MoneyGram Backs Move To Strengthen US Anti-Money Laundering Laws

MoneyGram

MoneyGram International is putting its muscle behind U.S. regulators’ proposal to tighten financial reporting required of financial institutions (FIs).

The Wall Street Journal reported that the money transfer company said that strengthened standards would help the industry do a better job of protecting customers from fraud and other illegal pitfalls. MoneyGram has already spent about $100 million since 2012 to improve its own compliance programs following allegations of consumer fraud, the Journal said.

The U.S. Treasury Department’s Financial Crimes Enforcement Network (FinCEN) and the Federal Reserve Board had sought comment this fall on such a proposed rule, which would amend record-keeping and travel rule regulations under the Bank Secrecy Act (BSA) of 1970. The goal is to beef up anti-money laundering (AML) laws.

A proposed amendment would require FIs to collect, retain and transmit to other institutions certain information related to international transfers and transmittals of funds above $250, down from $3,000. This has raised concerns in the money transfer industry.
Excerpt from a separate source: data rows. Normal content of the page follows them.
PR #5023, opened 2021-11-23
Revert slapi-plugin.h change from PR 4924

### LINKED ISSUE #4923: issue about LMDB dbi versus txn handling.

progier389:
Fix slapi-plugin.h change because although it does not break compatibility with old plugin, 
  it cause trouble to some tester tools that mimic the roles of ns-slapd server (and refine slapi_log_error and slapi_log_error_ext)
Using by default the old interface and using the new interface only when including slapd.h (a private include).
(that avoid being plagued by warning about const getting removed from string literal)
BTW: In term of binaries both interfaces are equivalent (i.e compatible when compilation does not fail) so we can use safely plugin using old or new interface with ns-slapd using the other one.

### DIFF
--- a/ldap/servers/slapd/back-ldbm/back-ldbm.h
+++ b/ldap/servers/slapd/back-ldbm/back-ldbm.h
@@ -59,7 +59,6 @@ typedef unsigned char u_int8_t;
 typedef unsigned int u_int32_t;
 typedef unsigned short u_int16_t;
 #endif
-#include "dbimpl.h"
 
 #define dptr  data
 #define dsize size
@@ -76,6 +75,7 @@ typedef unsigned short u_int16_t;
 #include "slap.h"
 #include "slapi-plugin.h"
 #include "slapi-private.h"
+#include "dbimpl.h"
 #include "avl.h"
 #include "portable.h"
 #include "proto-slap.h"
--- a/ldap/servers/slapd/log.c
+++ b/ldap/servers/slapd/log.c
@@ -2483,7 +2483,7 @@ vslapd_log_error(
  * severity - LOG_ERR, LOG_WARNING, LOG_INFO, etc
  */
 int
-slapi_log_error(int loglevel, char *subsystem, const char *fmt, ...)
+slapi_log_error(int loglevel, const char *subsystem, const char *fmt, ...)
 {
     va_list ap_err;
     va_list ap_file;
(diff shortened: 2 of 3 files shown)


tbordaz (approved):
Thanks for the fix. It looks good (and clever) to me. ACK if PR-CI are successful

progier389:
PR-CI are OK but the compile still show lots of warning  like
 Warning: ldap/servers/slapd/back-ldbm/ancestorid.c:43:63: warning: passing argument 3 of 'slapi_log_error' discards 'const' qualifier from pointer target type [-Wdiscarded-qualifiers]

The reason is that dbimpl.h is including slapi-plugin without including slapd.h ==> I will fix that

progier389:
Ok this time most of the warning disappeared (there is still a few ones but not in the backend and I feel we will have to do a global warning cleanup in another issue (some other functions are impacted)
So I am merging now.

Since 2018, however, MoneyGram has actually required verification of all sender and receiver identities for every transaction exceeding $1. Executives at the Dallas-based company said tighter controls would help close gaps in compliance.

Right now, the Journal reported, the threshold for transactions in which customers’ information is collected and checked is applied inconsistently in the industry. Some companies, such as MoneyGram, simply set their limits below the required level, even while the rules vary from state.

“One of the keys that we need to do in this industry is … to get a more uniform standard,” said MoneyGram CEO Alexander Holmes. “It’s not going to allow the bad actors to basically shop around and avoid, say, somebody like us, who is going to be able to see the totality of their transactions, and then go to companies with weaker controls that are not going to be as effective.”

This fall (Oct. 30), MoneyGram’s earnings announcement said that its online D2C channel saw 111 percent year-over-year transaction growth.